Grâce au ciel, mon amie, qui était professeur de sciences, possédait un buffet où se trouvait une bouteille pansue et quelques verres (mais il aurait fallu des soles et des perdreaux pour commencer), si bien que nous fûmes capables de faire reprendre le feu et de réparer quelques-uns des dommages causés par cette journée. Une minute plus tard, nous nous mouvions parmi ces objets de curiosité et d’intérêt qui se forment dans l’esprit en l’absence d’une certaine personne et dont il est tout naturel de discuter, dès qu’on rencontre cette personne : un tel est marié, tel autre ne l’est pas ; un tel pense ceci, tel autre cela ; un tel a si bien réussi qu’il n’est plus reconnaissable ; un tel, chose stupéfiante, a mal tourné – et les méditations sur la nature humaine et sur le caractère de cet étrange univers dans lequel nous vivons surgissent tout naturellement de ces pensées. Tandis que sur un mode ou sur un autre nous discourions de ces choses, je perçus cependant à ma confusion qu’une sorte de courant s’installait de son propre chef et entraînait tout vers ses propres fins. Nous pouvions parler de l’Espagne, ou du Portugal, de livres ou de courses de chevaux, le véritable intérêt de tout ce que nous disions n’était pas dans ces choses, mais dans le spectacle des maçons qui s’affairaient sur un toit, élevé il y a quelque cinq siècles de cela. Des rois et des nobles apportaient des trésors dans d’énormes sacs qu’ils déversaient sur la terre. Ce spectacle devenait pour toujours vivant en moi et se plaçait aux côtés de celui créé par un certain nombre de vaches, un marché boueux et des légumes fanés et les cœurs fibreux des vieillards – ces deux scènes, si incohérentes et décousues et absurdes qu’elles fussent, se rejoignaient pour l’éternité, se combattaient et me tenaient sous leur emprise.

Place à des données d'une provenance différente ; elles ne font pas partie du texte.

PR #1101, opened 2024-05-08
Fuel Cost Interface, Including Time Series

GabrielKS:
This PR implements an interface to get at the fuel cost fields within the new cost structs. I took inspiration from the existing variable cost time series interface for `MarketBidCost`. Depends on https://github.com/NREL-Sienna/PowerSystems.jl/pull/1100, that should be merged first.

### DIFF
--- a/src/models/cost_function_timeseries.jl
+++ b/src/models/cost_function_timeseries.jl
@@ -158,6 +158,50 @@ function set_variable_cost!(
     return
 end
 
+function _process_fuel_cost(::Component, fuel_cost::Float64, start_time, len)
+    isnothing(start_time) && isnothing(len) && return fuel_cost
+    throw(ArgumentError("Got time series start_time and/or len, but fuel cost is a scalar"))
+end
+
+function _process_fuel_cost(component::Component, ts_key::TimeSeriesKey, start_time, len)
+    ts = get_time_series(component, ts_key, start_time, len)
+    return get_time_series_array(component, ts, start_time; len = len)
+end
+
+"Get the fuel cost of the component's variable cost, which must be a `FuelCurve`."
+function get_fuel_cost(component::StaticInjection;
+    start_time::Union{Nothing, Dates.DateTime} = nothing,
+    len::Union{Nothing, Int} = nothing)
+    op_cost = get_operation_cost(component)
+    var_cost = get_variable(op_cost)
+    !(var_cost isa FuelCurve) && throw(ArgumentError("Variable cost of type $(typeof(var_cost)) cannot represent a fuel cost, use FuelCurve instead"))
+    return _process_fuel_cost(component, get_fuel_cost(var_cost), start_time, len)
+end
+
+function _set_fuel_cost!(component::StaticInjection, fuel_cost)
+    op_cost = get_operation_cost(component)
+    var_cost = get_variable(op_cost)
+    !(var_cost isa FuelCurve) && throw(ArgumentError("Variable cost of type $(typeof(var_cost)) cannot represent a fuel cost, use FuelCurve instead"))
+    new_var_cost = FuelCurve(get_value_curve(var_cost), get_power_units(var_cost), fuel_cost)
+    set_variable!(op_cost, new_var_cost)
+end
+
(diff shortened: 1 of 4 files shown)


GabrielKS:
@jd-lara the existing `get_variable_cost` function in `cost_function_timeseries.jl` for `MarketBidCost` calls `get_time_series_array`, whereas it makes more sense to me to just return the time series itself, since that's what the user must pass to the setter. I have copied this interface for the fuel cost interface, but if you agree we can change both getters to return the time series.

jd-lara:
> @jd-lara the existing `get_variable_cost` function in `cost_function_timeseries.jl` for `MarketBidCost` calls `get_time_series_array`, whereas it makes more sense to me to just return the time series itself, since that's what the user must pass to the setter. I have copied this interface for the fuel cost interface, but if you agree we can change both getters to return the time series.

What do you mean `the time series itself`?

GabrielKS:
> What do you mean `the time series itself`?

A (subtype of) `TimeSeriesData` rather than a `TimeArray`.

After our DM discussion, I think the best course of action is to keep this as it is (asymmetric but convenient interface) for now and then when I update the market bid cost time series interface I can make a more informed decision. If it ends up making sense to make that one symmetric, I'll change this one to match.

src/models/cost_function_timeseries.jl
```diff
@@ -158,6 +158,59 @@ function set_variable_cost!(
     return
 end
 
+function _process_fuel_cost(::Component, fuel_cost::Float64, start_time, len)
```
jd-lara, line 161:
```suggestion
function _process_fuel_cost(::Component, fuel_cost::Float64, start_time::Dates.DateTime, len::Int)
```

src/models/cost_functions/variable_cost.jl
```diff
@@ -47,8 +47,8 @@ The default units for the x-axis are megawatts and can be specified with `power_
     value_curve::T
     "The units for the x-axis of the curve; defaults to natural units (megawatts)"
     power_units::UnitSystem = UnitSystem.NATURAL_UNITS
-    "Either a fixed value for fuel cost or the name of a fuel cost time series name"
-    fuel_cost::Union{Float64, String}
+    "Either a fixed value for fuel cost or the name of a fuel cost time series"
```
jd-lara, line 50:
```suggestion
    "Either a fixed value for fuel cost or the key to a fuel cost time series"
```

test/test_cost_functions.jl
```diff
@@ -167,16 +168,15 @@ test_costs = Dict(
     end
 end
 
-@testset "Test MarketBidCost with PiecewiseLinearData Cost Timeseries" begin
+@testset "Test MarketBidCost with PiecewiseLinearData Cost Timeseries with Service Forecast" begin
```
jd-lara, line 171:
```suggestion
@testset "Test MarketBidCost with PiecewiseLinearData Cost Timeseries with Service Bid Forecast" begin
```

jd-lara (commented):
@rodrigomha for visibility into the changes in PSI take a look at this PR

jd-lara (approved):
LGTM we can merge to start testing in PSI

jd-lara:
> > What do you mean `the time series itself`?
> 
> A (subtype of) `TimeSeriesData` rather than a `TimeArray`.
> 
> After our DM discussion, I think the best course of action is to keep this as it is (asymmetric but convenient interface) for now and then when I update the market bid cost time series interface I can make a more informed decision. If it ends up making sense to make that one symmetric, I'll change this one to match.

Lets add this to the list of pending items

src/models/cost_function_timeseries.jl
GabrielKS: Addressed, though I think in a more flexible manner

src/models/cost_functions/variable_cost.jl
GabrielKS: Done

test/test_cost_functions.jl
GabrielKS: Done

Il ne me restait plus, si je voulais voir se décomposer notre conversation, qu’à exposer au grand jour ce qui se trouvait dans mon esprit et qui ensuite s’évanouirait peut-être, se dissiperait en poussière comme la tête du roi mort quand, à Windsor, on ouvrit son cercueil. Bref, je parlai à miss Seton des maçons, qui avaient travaillé tant d’années sur le toit de la chapelle, et des rois, des reines et des seigneurs qui, sur leurs épaules, portaient des sacs d’or et d’argent qu’ils jetaient par pelletées dans la terre ; puis des seigneurs de la finance de notre temps, qui vinrent déposer chèques et titres à l’endroit même où, selon moi, les autres avaient déposé lingots et blocs d’or brut. Pierre et or et titres gisent sous les bâtiments de l’université, dis-je ; mais le bâtiment où nous sommes assises en ce moment, qu’est-ce donc qui repose sous ses magnifiques briques rouges et sous les herbes sauvages de son jardin à l’abandon ? Quelle force réside derrière la vaisselle nue dans laquelle on a servi notre dîner ? Et (ces mots s’échappèrent de ma bouche avant qu’il me fût possible de les arrêter) derrière le bœuf, la crème et les pruneaux ?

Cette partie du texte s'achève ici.